Мы смущенно посмотрели друг на друга.
«Не лучше ли выключить мерзавца?» сказал Мантуров.
«Черт с ним! Послушаем, что говорит этот сукин сын!» решил Егоров.
«Двадцать четыре года вы живете в страхе и голоде. Вам обещали свободную жизнь, а вы получили рабство. Вам обещали хлеб, а вы получили голод. Вы рабы, без всяких человеческих прав. Тысячи из вас умирают каждый день в концентрационных лагерях и в сибирской тайге. Вы не господа своей страны или даже своей жизни. Ваш господин — Сталин.

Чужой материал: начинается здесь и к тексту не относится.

PR #281, opened 2021-04-09
Enable UDP batching by default

casperisfine:
So we deployed https://github.com/Shopify/statsd-instrument/pull/280 in production and the result are very good, and we didn't notice any issue.

Given the perf improvement, and that it no longer need an `after_fork` callback, I think we should enable it by default so that people get the perf improvement simply by updating.

@wvanbergen @dylanahsmith thoughts?

### DIFF
--- a/README.md
+++ b/README.md
@@ -42,9 +42,9 @@ The following environment variables are supported:
   overridden in a metric method call.
 - `STATSD_DEFAULT_TAGS`: A comma-separated list of tags to apply to all metrics.
   (Note: tags are not supported by all implementations.)
-- `STATSD_FLUSH_INTERVAL`: (default: `0.0`) The interval at which events are sent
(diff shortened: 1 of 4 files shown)


wvanbergen (approved):

wvanbergen:
- We should do a minor new version release after merging this.
- Does it make sense to keep the old UDP sink? Or can we replace the old implementation with the new one?

casperisfine:
> * Does it make sense to keep the old UDP sink? Or can we replace the old implementation with the new one?

I think it does still make sense yes. It would be a bit hard to have the `Batched` sink handle a `0.0` interval.

> We should do a minor new version release after merging this.

Yes, 3.1.0 is good for you?

wvanbergen:
> Yes, 3.1.0 is good for you?

:+1:

PR #284, opened 2021-04-09
Improve thread & socket handling in batched UDP sink

wvanbergen:
As discussed in #280. This PR changes the batched UDP sink so that `shutdown` will gracefully exit the dispatcher thread, and will free resources associated with the socket.

### DIFF
--- a/lib/statsd/instrument/batched_udp_sink.rb
+++ b/lib/statsd/instrument/batched_udp_sink.rb
@@ -35,6 +35,7 @@ module StatsD
         require "concurrent/array"
         @buffer = BUFFER_CLASS.new
         @dispatcher_thread = nil
+        @interrupted = false
         spawn_dispatcher
       end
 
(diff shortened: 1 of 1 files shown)


casperisfine (approved):

lib/statsd/instrument/batched_udp_sink.rb
```diff
@@ -80,11 +83,12 @@ def flush
       end
 
       def dispatch
-        loop do
+        until @interrupted
```
wvanbergen, line 86: Alternatively, we could use `pending_interrupt?`/`handle_interrupt` and `Thread.raise` for exiting the thread.

casperisfine: Nah, this is fine. I'd rather avoid `Thread.raise`.

casperisfine: Hum, actually wait. if we are interrupted we should still flush the queue.

PR #285, opened 2021-04-09
Refactor BatchedUDPSink so that it can properly be GCed

casperisfine:
By moving the thread and the socket in another object, the thread no longer keep a reference on the `BatchedUDPSink`, which means it can be GCed, and it turn it can signal the dispatcher object to shutdown.

### DIFF
--- a/lib/statsd/instrument/batched_udp_sink.rb
+++ b/lib/statsd/instrument/batched_udp_sink.rb
@@ -7,17 +7,6 @@ module StatsD
     class BatchedUDPSink
       DEFAULT_FLUSH_INTERVAL = 1.0
       MAX_PACKET_SIZE = 508
-      BUFFER_CLASS = if !::Object.const_defined?(:RUBY_ENGINE) || RUBY_ENGINE == "ruby"
-        ::Array
-      else
-        begin
-          gem("concurrent-ruby")
-        rescue Gem::MissingSpecError
-          raise Gem::MissingSpecError, "statsd-instrument depends on `concurrent-ruby` on #{RUBY_ENGINE}"
-        end
-        require "concurrent/array"
-        Concurrent::Array
-      end
 
       def self.for_addr(addr, flush_interval: DEFAULT_FLUSH_INTERVAL)
         host, port_as_string = addr.split(":", 2)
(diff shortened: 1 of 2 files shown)


lib/statsd/instrument/batched_udp_sink.rb
```diff
@@ -26,112 +15,132 @@ def self.for_addr(addr, flush_interval: DEFAULT_FLUSH_INTERVAL)
...
+          @buffer = BUFFER_CLASS.new
+          @dispatcher_thread = Thread.new { dispatch }
+        end
 
-      def spawn_dispatcher
-        @dispatcher_thread = Thread.new { dispatch }
-      end
+        def <<(datagram)
+          unless @dispatcher_thread&.alive?
+            @buffer.clear
```
wvanbergen, line 63: Not related to this PR, but why are you clearing the buffer in this case?

lib/statsd/instrument/batched_udp_sink.rb
```diff
@@ -26,112 +15,132 @@ def self.for_addr(addr, flush_interval: DEFAULT_FLUSH_INTERVAL)
...
+            send_packet(packet)
           end
         end
-      end
 
-      def report_error(error)
-        StatsD.logger.error do
-          "[#{self.class.name}] The dispatcher thread encountered an error #{error.class}: #{error.message}"
+        def dispatch
+          until @interrupted
```
wvanbergen, line 92: Did you want to change this to `begin/until` ?

casperisfine: No, I just call `flush` on exit.

casperisfine:
> We should probably try this (and the other changes we merged) out in production before cutting a release.

Yes.

casperisfine:
Hum, I'm having trouble with the GC test on CI, but somehow it passes 100% of the time locally 🤔

casperisfine:
I tested it manually, it works well, I think it's just that the object must end up on the stakc somehow. Ruby Gc is unfortunately not 100 reliable. So I removed the finalizer test as I'd rather not introduce a flaky test.

PR #293, opened 2021-08-27
Fix new custom client not being passed to expectations bug

marijacvetkovik:
While trying to use a custom StatsD client for our project (see https://github.com/Shopify/help/pull/24350) we discovered a bug. The new client was being set properly but the new custom client was not being passed into expectations so there ends up being a discrepancy with the result and the expectation. This is because there is no separate parameter for client when initializing a new expectation and the options that are being passed into `StatsD::Instrument::Expectation` do not contain the new client and so the expectation ends up defaulting to `StatsD.singleton_client`. 

Explicitly adding the new client to the options as such, and initializing it, ensures that the new client is passed up to expectations: 
```
expectation = StatsD::Instrument::Expectation.increment(metric_name, value, client: client, **options)
```

### DIFF
--- a/test/assertions_test.rb
+++ b/test/assertions_test.rb
@@ -440,4 +440,17 @@ class AssertionsTest < Minitest::Test
       StatsD.increment("incr", no_prefix: true)
     end
   end
+
+  def test_client_propagation_to_expectations
+    foo_1_metric = StatsD::Instrument::Expectation.increment("foo")
+    @test_case.assert_statsd_expectations([foo_1_metric]) do
+      StatsD.increment("foo")
+    end
+
+    client = StatsD::Instrument::Client.new(prefix: "prefix")
+    foo_2_metric = StatsD::Instrument::Expectation.increment("foo", client: client)
+    @test_case.assert_statsd_expectations([foo_2_metric]) do
+      StatsD.increment("prefix.foo")
+    end
+  end
 end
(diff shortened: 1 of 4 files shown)


test/assertions_test.rb
```diff
@@ -440,4 +440,17 @@ def test_assert_when_using_no_prefix
...
+  def test_client_propagation_to_expectations
+    foo_1_metric = StatsD::Instrument::Expectation.increment("foo")
+    @test_case.assert_statsd_expectations([foo_1_metric]) do
+      StatsD.increment("foo")
+    end
+
+    client = StatsD::Instrument::Client.new(prefix: "prefix")
+    foo_2_metric = StatsD::Instrument::Expectation.increment("foo", client: client)
+    @test_case.assert_statsd_expectations([foo_2_metric]) do
+      StatsD.increment("prefix.foo")
```
sambostock, line 453: This actually brings up an interesting question...

**Should** the expectation even be able to detect this metric, since it was made by the "default" client?

I guess maybe the answer is that the expectation doesn't actually assert which client it came from, it uses the client to detect configuration and asserts about that 🤔

test/statsd_instrumentation_test.rb
```diff
@@ -345,7 +345,7 @@ def test_statsd_count_with_injected_client
     client = StatsD::Instrument::Client.new(prefix: "prefix")
 
     ActiveMerchant::Gateway.statsd_count(:ssl_post, "ActiveMerchant.Gateway.ssl_post", client: client)
-    assert_statsd_increment("prefix.ActiveMerchant.Gateway.ssl_post", client: client) do
+    assert_statsd_increment("ActiveMerchant.Gateway.ssl_post", client: client) do
```
sambostock, line 348: I assume this changed because now we infer the `prefix` from the `client` that was passed in?

sambostock (approved):

test/statsd_instrumentation_test.rb
marijacvetkovik: Yeah it was a bug in the original test

casperisfine (approved):
LGTM

PR #303, opened 2022-06-17
TODO: Fix rubocop 1.30 compatibility

casperisfine:
I don't have the time to dig into this just yet. Help welcome.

С вами обращаются хуже, чем с рабами на галерах. Миллионы из вас находятся в этот момент в тюрьмах или в лагерях принудительного труда. Ваши господа уничтожили вашу православную веру и заменили ее обожествлением Сталина. Что осталось от вашей свободы слова и печати? Смерть паразитам русского народа! Свергайте своих тиранов!» Затем последовали ругательства, антисемитские лозунги и другие вульгарные особенности германской пропаганды.

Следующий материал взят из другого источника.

PR #304, opened 2022-06-20
Add taggig error classes in statsd_count_success

TobiasBales:
This adds a `tag_error_class` option to `StatsD.stats_count_success` to allow keeping track of failure reasons.
This feature is opt in to not blow up cardinality (with tests) and only happens in the error case (not falsey return values)

This is to allow us to move to more usage of the metaprogramming API while still keeping track of error classes.


lib/statsd/instrument.rb
```diff
@@ -110,26 +110,34 @@ def statsd_distribution(method, name, sample_rate: nil, tags: nil, no_prefix: fa
...
           end
           result
         ensure
           client ||= StatsD.singleton_client
           suffix = truthiness == false ? "failure" : "success"
           key = StatsD::Instrument.generate_metric_name(name, self, *args)
+
+          if tag_error_class && error
+            tags ||= {}
+            tags[:error] = error.class
```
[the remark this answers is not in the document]
casperisfine: Also `error_class` would be a better name I think.

lib/statsd/instrument.rb
```diff
@@ -130,6 +130,12 @@ def statsd_count_success(method, name, sample_rate: nil, tags: nil, no_prefix: f
           client ||= StatsD.singleton_client
           suffix = truthiness == false ? "failure" : "success"
           key = StatsD::Instrument.generate_metric_name(name, self, *args)
+
+          if tag_error_class && error
+            tags ||= {}
+            tags[:error_class] = error.class.name
```
casperisfine, line 136: Actually there's a small issue here. `tags:` is passed once, so we shouldn't mutate it.

You need to `dup` it first.

lib/statsd/instrument.rb
```diff
@@ -130,6 +131,12 @@ def statsd_count_success(method, name, sample_rate: nil, tags: nil, no_prefix: f
           client ||= StatsD.singleton_client
           suffix = truthiness == false ? "failure" : "success"
           key = StatsD::Instrument.generate_metric_name(name, self, *args)
+
+          if tag_error_class && error
+            tags = tags.dup || {}
+            tags[:error_class] = error.class.name
```
casperisfine, line 137: I don't know how big a deal it is, but this assumes `tags` is a `Hash`. Most of the time it's true, but it's (badly) documented as `@param [Hash<Symbol, String>, Array<String>] tags (default: nil)`

https://github.com/Shopify/statsd-instrument/blob/a13bc0499bdf9fb4be8fb7894125e8ab8aba489f/lib/statsd/instrument/client.rb#L198

But I guess it would be a pain to support all types.

lib/statsd/instrument/helpers.rb
```diff
@@ -10,6 +10,18 @@ def capture_statsd_datagrams(client: nil, &block)
 
       # For backwards compatibility
       alias_method :capture_statsd_calls, :capture_statsd_datagrams
+
+      def self.add_tag(tags, key, value)
+        tags = tags.dup || {}
+
+        if tags.is_a?(Array)
```
casperisfine, line 17: You also need to handle strings.

TobiasBales: missed that 😓

casperisfine (approved):
:shipit:

denislaliberte (approved):
the change look good to me, I left a small optional comment


it is the first time I review in this code base... is there any testing expected from reviewer

denislaliberte:
should we add the change to the changelog ?

TobiasBales:
> should we add the change to the changelog ?

probably should, I'll try and figure out how that works

lib/statsd/instrument.rb
```diff
@@ -110,18 +110,19 @@ def statsd_distribution(method, name, sample_rate: nil, tags: nil, no_prefix: fa
     # @yieldreturn [Boolean] Return true iff the return value is considered a success, false otherwise.
     # @return [void]
     # @see #statsd_count_if
```
denislaliberte, line 112: please add the new param to the yardoc comment

TobiasBales:
> the change look good to me, I left a small optional comment
> 
> it is the first time I review in this code base... is there any testing expected from reviewer

I thought about that too but what do we do in the case that it is not a hash - in this case it will just raise, we could explicitly raise or log (using puts?, not sure) and return the original tags to not break anything

Thinking about it the last option seems like the nicest, I just don't have any idea on how to log this nicely (and how to test it well)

«Заткните его!» крикнул Егоров.
Мантуров поспешно повернул выключатель. Наступившая тишина была гнетущей. Мы не осмеливались посмотреть друг другу в глаза. Скоро мы разошлись в полном смущении.

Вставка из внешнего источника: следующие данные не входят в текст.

Issue #291, opened 2021-06-09
ThreadError: can't alloc thread


casperisfine:
We're investigating a weird issue that sometime happens in job workers.

```
ThreadError: can't alloc thread
~/gems/statsd-instrument-3.1.1/lib/statsd/instrument/batched_udp_sink.rb:68:in `new'
~/gems/statsd-instrument-3.1.1/lib/statsd/instrument/batched_udp_sink.rb:68:in `<<'
~/gems/statsd-instrument-3.1.1/lib/statsd/instrument/batched_udp_sink.rb:36:in `<<'
~/gems/statsd-instrument-3.1.1/lib/statsd/instrument/client.rb:437:in `emit'
~/gems/statsd-instrument-3.1.1/lib/statsd/instrument/client.rb:317:in `ensure in latency'
```

Looking at MRI this error seem to happen when the main thread is dead: https://github.com/ruby/ruby/blob/0fb782ee38ea37fd5fe8b1f775f8ad866a82a3f0/thread.c#L1027-L1029

Which initially sounded like nonsense, but after digging more, it turns out that this error is raised from another background thread, e.g:

```ruby
Thread.new do
  loop do
    StatsD.measure ...
  end
end
```

So the MRI error makes somewhat some sense.

### Theory

I assume that somehow the main thread is indeed dead, but that a background thread is still alive and working, causing this issue.

I have to dig more to replicate this kind of scenario, until now I thought the Ruby process would abort once the main thread is dead.

tenderlove:
I'm not sure how this could happen, but I wonder if there's somehow a race condition where the main thread gets killed (or put in a "dead" state) yet another thread gets scheduled to run even though the main thread is in the process of "dying".

From the slack comments (and just thinking about this) we have the main thread, which has a running heartbeat thread, and the heartbeat thread allocates a new thread to hit statsd.  It's the allocation of the statsd thread that fails.  Is that correct? @cardy31

casperisfine:
> It's the allocation of the statsd thread that fails. Is that correct?

That is correct yes.

> I wonder if there's somehow a race condition where the main thread gets killed (or put in a "dead" state) yet another thread gets scheduled to run even though the main thread is in the process of "dying".

I have the same suspicion yes. I have a few idea how to try to replicate that. I'll try my hand at it tomorrow.

cardy31:
[...]

PR #308, opened 2022-07-06
Check wether the main thread is alive before restarting the dispatcher thread.

casperisfine:
Fix: https://github.com/Shopify/statsd-instrument/issues/291

If the main thread is already dead, we shouldn't try to respawn the
thread. Instead we can send the datagram directly.

cc @MatthewRBruce, @Mangara. Would be nice to try to craft a test case for this using your small repro script.

### DIFF
--- a/lib/statsd/instrument/batched_udp_sink.rb
+++ b/lib/statsd/instrument/batched_udp_sink.rb
@@ -64,9 +64,18 @@ module StatsD
             # If the dispatcher thread is dead, we assume it is because
             # the process was forked. So to avoid ending datagrams twice
             # we clear the buffer.
-            @buffer.clear
-            @dispatcher_thread = Thread.new { dispatch }
+            # However if the main the main thread is dead, we won't be able
+            # to spawn a new thread, so we fallback to sending our datagram directly.
+            if Thread.main.alive?
+              @buffer.clear
+              @dispatcher_thread = Thread.new { dispatch }
+            else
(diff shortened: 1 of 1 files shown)


lib/statsd/instrument/batched_udp_sink.rb
```diff
@@ -64,9 +64,18 @@ def <<(datagram)
             # If the dispatcher thread is dead, we assume it is because
             # the process was forked. So to avoid ending datagrams twice
             # we clear the buffer.
-            @buffer.clear
-            @dispatcher_thread = Thread.new { dispatch }
+            # However if the main the main thread is dead, we won't be able
+            # to spawn a new thread, so we fallback to sending our datagram directly.
+            if Thread.main.alive?
```
MatthewRBruce, line 69: I don't believe `alive?` return false when a thread is in the `aborting` state unfortunately.  We probably want this to explicitly check `if Thread.main.status != "aborting"`

MatthewRBruce: 🤦 Yeah, I totally skimmed the `Thread.main` part of that.  I just test it out and did confirm that if we avoid the raise when the main thread isn't alive every appears to work well:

Примерно час спустя я вернулся в кабинет Мантурова. Я хотел посоветоваться с ним о замене Смолянинова. Как обычно, я вошел не постучав. К моему удивлению я нашел Мантурова и Егорова слушающими опять вражескую передачу. Я прекрасно понимал их любопытство. В первый раз за десятки лет можно было слышать, как советский режим громко разоблачается, вместо того чтобы слушать, как этот режим разоблачает других.
«Переходите к нам с этими листовками в руках», говорил голос из радио, когда я вошел. «Они будут служить вам пропуском. Зачем драться за рабство и террор, когда немцы несут вам свободную жизнь?»
Мантуров выругался, когда он повернул выключатель. Егоров, не менее смущенный моим появлением, поспешил выйти из кабинета. Я заговорил о Смолянинове и других служебных делах. Мантуров прервал меня на середине фразы:
«Между прочим, товарищ Кравченко, лучше не упоминать, что мы слушали германскую пропаганду по радио. Вы знаете, на всякий случай. Береженого и Бог бережет».
«Я уверен, что половина Москвы слушала», сказал я.
«Они не будут слушать завтра. Мне только что звонили по телефону: завтра будут реквизированы все радио-приемники».
«Реквизированы? Зачем?»
«Вероятно для хранения».
Это было именно то, что произошло на следующий день, в Москве и в остальной стране. Все граждане, под угрозой наказания должны были сдать свои приемники в ближайший район милиции. В других странах слушать врага было запрещено под угрозой наказания. В России народу в такой степени не доверяли: у людей просто отняли приемники.